Saved entries:
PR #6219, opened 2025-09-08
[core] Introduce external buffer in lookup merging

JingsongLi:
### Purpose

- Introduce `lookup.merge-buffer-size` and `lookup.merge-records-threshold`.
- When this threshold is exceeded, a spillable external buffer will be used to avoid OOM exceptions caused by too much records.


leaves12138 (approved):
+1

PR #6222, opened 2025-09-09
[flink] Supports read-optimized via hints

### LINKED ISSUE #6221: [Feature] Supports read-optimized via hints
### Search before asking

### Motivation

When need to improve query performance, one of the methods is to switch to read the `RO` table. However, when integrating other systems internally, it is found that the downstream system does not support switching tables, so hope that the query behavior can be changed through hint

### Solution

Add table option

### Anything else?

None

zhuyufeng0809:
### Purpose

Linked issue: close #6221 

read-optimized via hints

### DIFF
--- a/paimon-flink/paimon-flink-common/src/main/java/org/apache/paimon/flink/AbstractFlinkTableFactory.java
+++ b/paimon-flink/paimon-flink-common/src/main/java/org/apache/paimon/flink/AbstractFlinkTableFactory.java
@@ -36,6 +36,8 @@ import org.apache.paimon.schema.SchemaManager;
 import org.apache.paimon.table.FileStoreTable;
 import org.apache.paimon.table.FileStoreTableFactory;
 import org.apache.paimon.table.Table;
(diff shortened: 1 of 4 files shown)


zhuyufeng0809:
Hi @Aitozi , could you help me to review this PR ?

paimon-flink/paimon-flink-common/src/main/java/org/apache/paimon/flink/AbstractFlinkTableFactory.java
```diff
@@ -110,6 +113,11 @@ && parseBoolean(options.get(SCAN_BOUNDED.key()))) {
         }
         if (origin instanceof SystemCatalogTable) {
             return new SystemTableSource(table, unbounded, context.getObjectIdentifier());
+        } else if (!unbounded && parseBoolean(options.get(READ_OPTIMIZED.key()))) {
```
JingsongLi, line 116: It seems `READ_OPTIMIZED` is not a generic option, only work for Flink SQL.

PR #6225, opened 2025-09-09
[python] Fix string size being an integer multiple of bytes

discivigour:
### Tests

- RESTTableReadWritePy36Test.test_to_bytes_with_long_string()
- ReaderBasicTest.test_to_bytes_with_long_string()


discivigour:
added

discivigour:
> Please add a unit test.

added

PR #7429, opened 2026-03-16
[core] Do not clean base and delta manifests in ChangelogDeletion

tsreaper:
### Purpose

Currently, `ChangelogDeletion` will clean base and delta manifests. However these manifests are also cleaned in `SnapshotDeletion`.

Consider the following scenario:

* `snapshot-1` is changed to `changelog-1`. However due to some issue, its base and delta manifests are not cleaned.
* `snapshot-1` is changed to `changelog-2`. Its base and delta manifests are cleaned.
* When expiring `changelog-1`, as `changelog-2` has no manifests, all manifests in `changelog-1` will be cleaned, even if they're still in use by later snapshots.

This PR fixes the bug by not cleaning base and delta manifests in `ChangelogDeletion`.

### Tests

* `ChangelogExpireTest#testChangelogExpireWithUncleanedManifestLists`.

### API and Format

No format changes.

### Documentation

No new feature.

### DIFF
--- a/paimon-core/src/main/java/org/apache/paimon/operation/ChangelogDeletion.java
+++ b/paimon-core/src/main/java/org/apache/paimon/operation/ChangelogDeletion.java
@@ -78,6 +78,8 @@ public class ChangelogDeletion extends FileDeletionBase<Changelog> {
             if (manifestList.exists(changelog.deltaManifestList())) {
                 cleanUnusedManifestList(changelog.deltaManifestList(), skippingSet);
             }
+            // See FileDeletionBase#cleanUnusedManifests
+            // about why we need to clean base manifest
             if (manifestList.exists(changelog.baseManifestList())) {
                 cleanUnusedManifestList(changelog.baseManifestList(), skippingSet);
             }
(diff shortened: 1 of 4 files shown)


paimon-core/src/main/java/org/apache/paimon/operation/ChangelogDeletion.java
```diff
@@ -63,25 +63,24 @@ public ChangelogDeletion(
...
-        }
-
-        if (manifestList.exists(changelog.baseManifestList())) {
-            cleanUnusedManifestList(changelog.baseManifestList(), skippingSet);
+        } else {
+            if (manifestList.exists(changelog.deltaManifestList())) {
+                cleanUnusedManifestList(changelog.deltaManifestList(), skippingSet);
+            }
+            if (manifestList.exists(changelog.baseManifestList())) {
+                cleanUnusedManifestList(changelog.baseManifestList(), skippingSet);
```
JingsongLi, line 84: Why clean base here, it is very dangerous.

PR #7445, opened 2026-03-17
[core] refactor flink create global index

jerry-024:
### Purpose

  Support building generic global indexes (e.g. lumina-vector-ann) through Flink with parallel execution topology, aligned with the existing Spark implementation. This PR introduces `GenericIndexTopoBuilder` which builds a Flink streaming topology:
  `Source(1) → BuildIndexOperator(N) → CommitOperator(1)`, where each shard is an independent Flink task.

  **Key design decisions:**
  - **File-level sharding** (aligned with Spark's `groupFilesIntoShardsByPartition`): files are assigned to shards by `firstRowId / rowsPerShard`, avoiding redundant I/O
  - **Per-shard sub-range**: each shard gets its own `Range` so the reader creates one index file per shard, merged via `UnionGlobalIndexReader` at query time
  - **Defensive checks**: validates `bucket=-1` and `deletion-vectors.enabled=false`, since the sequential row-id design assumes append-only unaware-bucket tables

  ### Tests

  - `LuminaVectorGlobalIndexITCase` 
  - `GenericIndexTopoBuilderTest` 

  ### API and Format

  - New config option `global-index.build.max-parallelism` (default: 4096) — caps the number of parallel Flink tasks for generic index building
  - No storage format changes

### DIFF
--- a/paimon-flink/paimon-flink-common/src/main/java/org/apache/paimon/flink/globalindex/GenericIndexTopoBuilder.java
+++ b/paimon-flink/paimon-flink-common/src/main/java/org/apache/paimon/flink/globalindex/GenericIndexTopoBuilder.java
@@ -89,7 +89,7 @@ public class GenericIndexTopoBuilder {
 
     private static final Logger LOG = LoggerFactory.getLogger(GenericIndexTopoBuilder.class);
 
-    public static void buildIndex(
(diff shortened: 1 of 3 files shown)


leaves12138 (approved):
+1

Assigned task.
The answer should consist of the lines from the first line of the entries through the line with "### Motivation", copied exactly.

Your solution.
PR #6219, opened 2025-09-08
[core] Introduce external buffer in lookup merging

JingsongLi:
### Purpose

- Introduce `lookup.merge-buffer-size` and `lookup.merge-records-threshold`.
- When this threshold is exceeded, a spillable external buffer will be used to avoid OOM exceptions caused by too much records.


leaves12138 (approved):
+1

PR #6222, opened 2025-09-09
[flink] Supports read-optimized via hints

### LINKED ISSUE #6221: [Feature] Supports read-optimized via hints
### Search before asking

### Motivation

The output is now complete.